**Supplied material**
PR #753, opened 2023-07-09
advanced by strides instruction for pointers

dabrahams:
Most of the 2nd commit of this PR is a WAG.  Please review carefully.

### DIFF
--- a/Sources/IR/Analysis/Module+Depolymorphize.swift
+++ b/Sources/IR/Analysis/Module+Depolymorphize.swift
@@ -146,8 +146,8 @@ extension Module {
       switch sourceModule[i] {
       case is AddressToPointerInstruction:
         rewrite(addressToPointer: i, to: b)
-      case is AdvancedByStridesInstruction:
-        rewrite(advancedByStrides: i, to: b)
+      case is AdvancedByBytesInstruction:
+        rewrite(advancedByBytes: i, to: b)
       case is AllocStackInstruction:
         rewrite(allocStack: i, to: b)
       case is BorrowInstruction:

**The problem**
Your answer should consist of the lines from the line with "rewrite(advancedByBytes: i, to: b)" through the last line of the data, set down exactly, both included.

**Result of the exercise**
+        rewrite(advancedByBytes: i, to: b)
       case is AllocStackInstruction:
         rewrite(allocStack: i, to: b)
       case is BorrowInstruction:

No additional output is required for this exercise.